Kritik zu Die Bucht
Flipper war unser bester Freund. Wie konnte es also passieren, dass Delfine wie er von der Freizeitindustrie verheizt und sogar in Massen abgeschlachtet werden? Der ehemalige Tiertrainer Ric O'Barry hat darüber einen drastischen Dokumentarfilm gedreht
Eine ganze Generation von Fernsehzuschauern kennt und liebt Flipper, den menschenfreundlichen und oberschlauen Delfin aus der gleichnamigen amerikanischen TV-Serie aus den sechziger Jahren.
Doch wie wir jetzt erfahren müssen, wurde der sympathische Tierstar in Wirklichkeit gleich von fünf verschiedenen Delfinen dargestellt. Richard »Ric« O'Barry war damals der Erste, der es sich zutraute, Delfine zu fangen und zu dressieren. »Flipper« wurde zu einem Erfolg, der O'Barry wohlhabend machte und eine weltweite Begeisterung für Delfine auslöste. Als eines seiner Flipper-Doubles aus Gram über die Gefangenschaft in seinen Armen stirbt, beginnt O'Barry jedoch radikal umzudenken.
Seitdem fühlt er sich mitverantwortlich für die heutige Ausbeutung der Delfine durch eine milliardenschwere Freizeitindustrie – der Delfinarien, Delfinshows und Tauchganganbieter – und kämpft unermüdlich auf der ganzen Welt für die Freilassung und den Schutz der intelligenten Meeressäuger. Ein besonderer Dorn im Auge ist O'Barry das japanische Fischerdorf Taiji. Hier treiben die Fischer jedes Jahr im September Delfinherden in eine versteckte Bucht. Große Tümmler werden aussortiert und an Vergnügungsparks in der ganzen Welt verkauft. Die anderen Tiere werden abgeschlachtet und landen, zum Teil als teures Walfleisch deklariert, in den heimischen Supermärkten. »Es gibt ein internationales Verbot, Wale kommerziell zu töten. Dieses Verbot gilt aber nicht für Kleinwale und somit nicht für die Jagd auf Delfine«, sagt O'Barry.

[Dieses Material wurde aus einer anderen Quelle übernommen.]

PR #2991, opened 2026-08-13
Home — every agent at once, with a live pane

sinelaw:
**Draft — stacked on #2962.** Base is `claude/agent-environment-control-lxkrc5`, not `master`; review that one first. The diff shown here is only the Home view.

## What this adds

Home: one fullscreen screen that answers the three questions you actually have about a fleet of agents — who needs you, what did they say, and what is that one doing right now.

- The agent list, sorted by urgency, so whoever is blocked on you is at the top.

Der Film zeigt, wie er gemeinsam mit dem Regisseur Louie Psihoyos und einem Team von Tauchern, Surfern und Unterwasserfilmern zu einer Undercovermission nach Japan aufbricht. Sie wollen die blutige Delfinjagd in der abgeschirmten Bucht heimlich filmen und so aufdecken, was sowohl der japanischen wie auch der internationalen Öffentlichkeit lange verschwiegen geblieben ist. Dabei stoßen sie auf heftige Widerstände der Polizei, der lokalen Behörden in Taiji und der Fischer, die handgreiflich werden.
Die Bucht prangert sehr eindringlich die Delfinjagd in dem kleinen japanischen Fischerdorf an. Ganz so, als wäre die Bezeichnung »Dokumentarfilm« ein Schimpfwort, bewirbt der Verleih den erschütternden Film als »Öko-Thriller« und einen Mix aus Im Rausch der Tiefe und James Bond.
Dabei wird der radikale Aktivismus von O'Barry und seinen Mannen zum spaßigen Abenteuerurlaub mit speziellem Nervenkitzel abgeschwächt. Auch wenn sich im Kleingedruckten der Hinweis findet, dass der Film von Kindern und sensiblen Personen als problematisch empfunden werden könnte: also nicht unter zwölf zu empfehlen.
Die mit den Stilmitteln und Manipulationsmechanismen des Spielfilms spannend und rasant inszenierte Dokumentation setzt jedenfalls mit den drastischen Bildern des alljährlichen Delfinmassakers ganz gezielt auf die Entrüstung des Publikums und fordert es auf, selbst aktiv zu werden. Jeden, der mal einen soft spot für Flipper hatte, müsste es bei diesen Szenen schütteln.